| WORK TASK |
Find the word "github" in the data below and copy each line that holds it.

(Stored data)
- Opening Delimiter -

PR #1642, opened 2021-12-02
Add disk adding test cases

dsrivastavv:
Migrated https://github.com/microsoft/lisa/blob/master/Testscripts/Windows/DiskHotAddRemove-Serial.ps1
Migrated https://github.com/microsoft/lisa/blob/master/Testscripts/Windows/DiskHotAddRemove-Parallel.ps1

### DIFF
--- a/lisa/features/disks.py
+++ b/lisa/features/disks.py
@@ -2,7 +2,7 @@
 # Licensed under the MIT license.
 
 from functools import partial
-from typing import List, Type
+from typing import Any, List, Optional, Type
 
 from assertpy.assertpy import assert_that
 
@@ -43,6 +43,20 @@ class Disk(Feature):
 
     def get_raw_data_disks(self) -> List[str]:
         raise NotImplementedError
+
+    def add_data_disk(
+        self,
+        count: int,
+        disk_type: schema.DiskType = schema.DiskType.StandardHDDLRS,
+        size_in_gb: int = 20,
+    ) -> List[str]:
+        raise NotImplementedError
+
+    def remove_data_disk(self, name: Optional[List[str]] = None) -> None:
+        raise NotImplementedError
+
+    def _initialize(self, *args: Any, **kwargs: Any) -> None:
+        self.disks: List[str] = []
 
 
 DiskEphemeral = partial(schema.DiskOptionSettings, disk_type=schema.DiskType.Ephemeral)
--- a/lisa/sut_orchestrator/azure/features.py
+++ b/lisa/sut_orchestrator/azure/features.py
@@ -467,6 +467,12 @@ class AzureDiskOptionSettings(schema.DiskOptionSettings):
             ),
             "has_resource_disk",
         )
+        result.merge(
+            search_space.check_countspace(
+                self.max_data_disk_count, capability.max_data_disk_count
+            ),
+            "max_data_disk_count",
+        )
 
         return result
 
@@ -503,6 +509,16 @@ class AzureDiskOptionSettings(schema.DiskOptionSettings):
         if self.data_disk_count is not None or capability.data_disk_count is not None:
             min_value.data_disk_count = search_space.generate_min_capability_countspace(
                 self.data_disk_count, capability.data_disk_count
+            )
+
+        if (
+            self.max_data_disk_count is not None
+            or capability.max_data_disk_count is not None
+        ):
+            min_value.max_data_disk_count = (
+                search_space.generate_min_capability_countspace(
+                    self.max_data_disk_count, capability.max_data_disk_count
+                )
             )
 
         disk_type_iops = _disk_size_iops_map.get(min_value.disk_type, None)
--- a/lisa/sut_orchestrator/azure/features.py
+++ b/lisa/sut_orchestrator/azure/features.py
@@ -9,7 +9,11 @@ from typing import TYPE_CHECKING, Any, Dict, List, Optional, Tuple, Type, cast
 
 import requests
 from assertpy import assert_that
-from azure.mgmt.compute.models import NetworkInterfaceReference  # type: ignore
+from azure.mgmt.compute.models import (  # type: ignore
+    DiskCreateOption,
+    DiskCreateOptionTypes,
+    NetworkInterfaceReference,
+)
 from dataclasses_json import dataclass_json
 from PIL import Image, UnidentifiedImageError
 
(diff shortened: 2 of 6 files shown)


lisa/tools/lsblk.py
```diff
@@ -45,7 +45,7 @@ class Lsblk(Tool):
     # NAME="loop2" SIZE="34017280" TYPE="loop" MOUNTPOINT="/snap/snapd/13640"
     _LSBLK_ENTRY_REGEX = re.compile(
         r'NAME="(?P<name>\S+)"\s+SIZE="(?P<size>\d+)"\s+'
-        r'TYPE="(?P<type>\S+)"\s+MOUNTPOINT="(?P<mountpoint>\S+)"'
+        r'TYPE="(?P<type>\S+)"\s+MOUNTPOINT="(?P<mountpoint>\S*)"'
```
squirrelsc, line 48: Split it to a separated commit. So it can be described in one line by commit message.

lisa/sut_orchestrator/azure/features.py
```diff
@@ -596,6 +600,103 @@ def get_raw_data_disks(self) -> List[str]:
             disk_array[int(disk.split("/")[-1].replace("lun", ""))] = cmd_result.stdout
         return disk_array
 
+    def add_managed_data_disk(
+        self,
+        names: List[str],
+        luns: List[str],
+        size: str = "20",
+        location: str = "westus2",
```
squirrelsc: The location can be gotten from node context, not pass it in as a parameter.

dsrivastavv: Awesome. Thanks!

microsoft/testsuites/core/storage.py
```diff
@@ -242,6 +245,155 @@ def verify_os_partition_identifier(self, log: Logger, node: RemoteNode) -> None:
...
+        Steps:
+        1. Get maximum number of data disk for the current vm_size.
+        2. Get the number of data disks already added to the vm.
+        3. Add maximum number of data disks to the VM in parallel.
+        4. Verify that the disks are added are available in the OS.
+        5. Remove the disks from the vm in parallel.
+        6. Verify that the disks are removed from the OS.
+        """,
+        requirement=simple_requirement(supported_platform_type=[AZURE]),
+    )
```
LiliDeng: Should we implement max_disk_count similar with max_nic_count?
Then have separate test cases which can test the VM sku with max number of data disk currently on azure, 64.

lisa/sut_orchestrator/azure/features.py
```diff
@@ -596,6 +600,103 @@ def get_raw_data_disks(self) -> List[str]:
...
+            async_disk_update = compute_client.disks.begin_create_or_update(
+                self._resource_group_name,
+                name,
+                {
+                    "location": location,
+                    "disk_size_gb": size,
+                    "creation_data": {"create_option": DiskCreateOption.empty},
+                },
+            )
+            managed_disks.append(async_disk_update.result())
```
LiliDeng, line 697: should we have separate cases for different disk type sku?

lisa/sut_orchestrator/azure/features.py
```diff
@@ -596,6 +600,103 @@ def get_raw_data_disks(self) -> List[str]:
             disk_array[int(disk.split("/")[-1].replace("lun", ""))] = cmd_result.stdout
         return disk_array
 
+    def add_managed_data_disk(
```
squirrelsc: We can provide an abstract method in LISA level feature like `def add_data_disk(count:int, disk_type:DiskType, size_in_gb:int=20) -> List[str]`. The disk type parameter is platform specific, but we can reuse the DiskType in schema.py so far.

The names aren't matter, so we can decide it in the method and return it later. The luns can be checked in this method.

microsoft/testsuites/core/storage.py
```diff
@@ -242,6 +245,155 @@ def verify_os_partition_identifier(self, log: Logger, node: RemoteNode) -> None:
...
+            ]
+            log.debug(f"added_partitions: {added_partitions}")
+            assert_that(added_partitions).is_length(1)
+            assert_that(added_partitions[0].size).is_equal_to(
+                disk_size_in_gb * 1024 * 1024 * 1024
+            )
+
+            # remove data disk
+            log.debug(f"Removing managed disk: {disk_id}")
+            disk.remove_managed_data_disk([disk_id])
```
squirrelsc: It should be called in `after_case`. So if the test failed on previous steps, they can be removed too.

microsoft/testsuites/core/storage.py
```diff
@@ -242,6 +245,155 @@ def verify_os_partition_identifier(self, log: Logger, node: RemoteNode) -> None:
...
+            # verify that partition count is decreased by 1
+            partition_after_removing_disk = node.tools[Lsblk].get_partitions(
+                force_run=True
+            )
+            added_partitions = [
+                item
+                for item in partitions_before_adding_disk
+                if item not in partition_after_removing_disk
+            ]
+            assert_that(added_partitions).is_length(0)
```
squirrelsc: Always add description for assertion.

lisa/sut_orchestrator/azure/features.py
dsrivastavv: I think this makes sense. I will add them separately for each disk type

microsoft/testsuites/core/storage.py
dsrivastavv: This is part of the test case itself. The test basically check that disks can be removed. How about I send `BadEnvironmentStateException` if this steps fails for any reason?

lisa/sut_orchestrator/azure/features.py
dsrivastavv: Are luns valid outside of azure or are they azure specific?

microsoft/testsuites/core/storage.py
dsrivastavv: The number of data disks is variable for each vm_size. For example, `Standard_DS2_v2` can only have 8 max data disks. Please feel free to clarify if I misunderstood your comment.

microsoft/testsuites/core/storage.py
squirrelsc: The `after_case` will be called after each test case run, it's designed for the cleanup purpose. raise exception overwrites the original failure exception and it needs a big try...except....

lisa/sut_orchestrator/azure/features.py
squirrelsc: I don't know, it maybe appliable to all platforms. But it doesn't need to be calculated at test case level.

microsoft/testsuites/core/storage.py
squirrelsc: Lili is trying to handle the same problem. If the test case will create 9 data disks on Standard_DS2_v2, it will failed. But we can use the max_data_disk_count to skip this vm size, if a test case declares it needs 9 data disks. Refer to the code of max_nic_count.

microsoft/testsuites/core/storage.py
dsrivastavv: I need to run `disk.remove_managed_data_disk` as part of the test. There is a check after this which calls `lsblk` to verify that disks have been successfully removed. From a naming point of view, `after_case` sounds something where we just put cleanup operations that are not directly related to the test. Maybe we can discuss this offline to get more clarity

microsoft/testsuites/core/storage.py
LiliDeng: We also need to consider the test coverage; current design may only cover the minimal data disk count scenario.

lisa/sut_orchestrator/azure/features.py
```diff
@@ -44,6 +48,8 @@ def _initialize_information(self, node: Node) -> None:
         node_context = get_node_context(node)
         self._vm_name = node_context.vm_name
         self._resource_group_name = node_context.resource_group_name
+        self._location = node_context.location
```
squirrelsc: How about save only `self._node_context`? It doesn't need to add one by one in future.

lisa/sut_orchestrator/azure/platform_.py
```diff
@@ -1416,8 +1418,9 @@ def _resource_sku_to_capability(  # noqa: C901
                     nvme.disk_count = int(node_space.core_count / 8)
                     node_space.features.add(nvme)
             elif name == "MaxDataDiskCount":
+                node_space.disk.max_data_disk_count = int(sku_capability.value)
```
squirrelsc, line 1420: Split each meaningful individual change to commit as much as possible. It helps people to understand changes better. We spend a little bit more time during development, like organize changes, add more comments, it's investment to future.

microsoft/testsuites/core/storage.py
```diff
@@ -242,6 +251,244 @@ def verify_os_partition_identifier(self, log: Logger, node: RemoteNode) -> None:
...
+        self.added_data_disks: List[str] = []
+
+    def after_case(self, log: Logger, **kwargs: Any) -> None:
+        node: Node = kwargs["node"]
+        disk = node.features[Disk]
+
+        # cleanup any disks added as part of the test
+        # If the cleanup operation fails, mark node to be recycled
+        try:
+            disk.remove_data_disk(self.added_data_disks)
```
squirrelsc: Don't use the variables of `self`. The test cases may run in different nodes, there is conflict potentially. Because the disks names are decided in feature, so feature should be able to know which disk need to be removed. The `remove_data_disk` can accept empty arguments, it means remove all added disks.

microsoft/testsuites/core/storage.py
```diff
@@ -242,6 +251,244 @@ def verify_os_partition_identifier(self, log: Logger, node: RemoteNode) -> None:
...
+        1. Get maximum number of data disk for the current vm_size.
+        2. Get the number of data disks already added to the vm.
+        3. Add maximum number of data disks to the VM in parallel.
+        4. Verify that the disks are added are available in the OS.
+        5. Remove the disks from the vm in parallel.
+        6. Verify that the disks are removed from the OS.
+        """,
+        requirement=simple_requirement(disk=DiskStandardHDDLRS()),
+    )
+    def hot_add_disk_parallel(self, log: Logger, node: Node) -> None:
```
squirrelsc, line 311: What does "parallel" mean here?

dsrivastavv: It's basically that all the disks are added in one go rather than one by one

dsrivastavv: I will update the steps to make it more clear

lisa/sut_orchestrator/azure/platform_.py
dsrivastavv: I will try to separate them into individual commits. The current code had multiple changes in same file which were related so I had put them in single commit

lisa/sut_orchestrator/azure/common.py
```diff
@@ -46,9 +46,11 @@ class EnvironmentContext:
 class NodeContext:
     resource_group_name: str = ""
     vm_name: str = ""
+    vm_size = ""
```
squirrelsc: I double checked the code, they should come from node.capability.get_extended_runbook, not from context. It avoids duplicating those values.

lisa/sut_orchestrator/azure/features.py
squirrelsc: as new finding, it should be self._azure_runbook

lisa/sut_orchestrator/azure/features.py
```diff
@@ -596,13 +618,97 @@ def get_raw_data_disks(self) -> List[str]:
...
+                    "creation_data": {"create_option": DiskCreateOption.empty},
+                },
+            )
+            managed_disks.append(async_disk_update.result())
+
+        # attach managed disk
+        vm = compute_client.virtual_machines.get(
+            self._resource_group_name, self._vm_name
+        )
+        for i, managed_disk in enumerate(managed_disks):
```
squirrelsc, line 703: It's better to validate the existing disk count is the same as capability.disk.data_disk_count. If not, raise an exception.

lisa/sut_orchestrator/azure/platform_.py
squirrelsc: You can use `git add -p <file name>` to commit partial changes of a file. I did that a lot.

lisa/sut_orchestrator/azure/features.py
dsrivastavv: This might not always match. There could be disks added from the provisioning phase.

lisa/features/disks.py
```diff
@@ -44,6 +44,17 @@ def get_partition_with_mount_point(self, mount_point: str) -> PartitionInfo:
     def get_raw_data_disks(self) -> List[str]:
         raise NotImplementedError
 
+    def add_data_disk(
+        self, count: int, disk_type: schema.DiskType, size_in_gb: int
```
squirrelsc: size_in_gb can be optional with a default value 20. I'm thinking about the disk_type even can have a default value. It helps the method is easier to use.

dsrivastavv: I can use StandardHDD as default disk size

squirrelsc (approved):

- Closing Delimiter -

| TASK SOLUTION |
Migrated https://github.com/microsoft/lisa/blob/master/Testscripts/Windows/DiskHotAddRemove-Serial.ps1
Migrated https://github.com/microsoft/lisa/blob/master/Testscripts/Windows/DiskHotAddRemove-Parallel.ps1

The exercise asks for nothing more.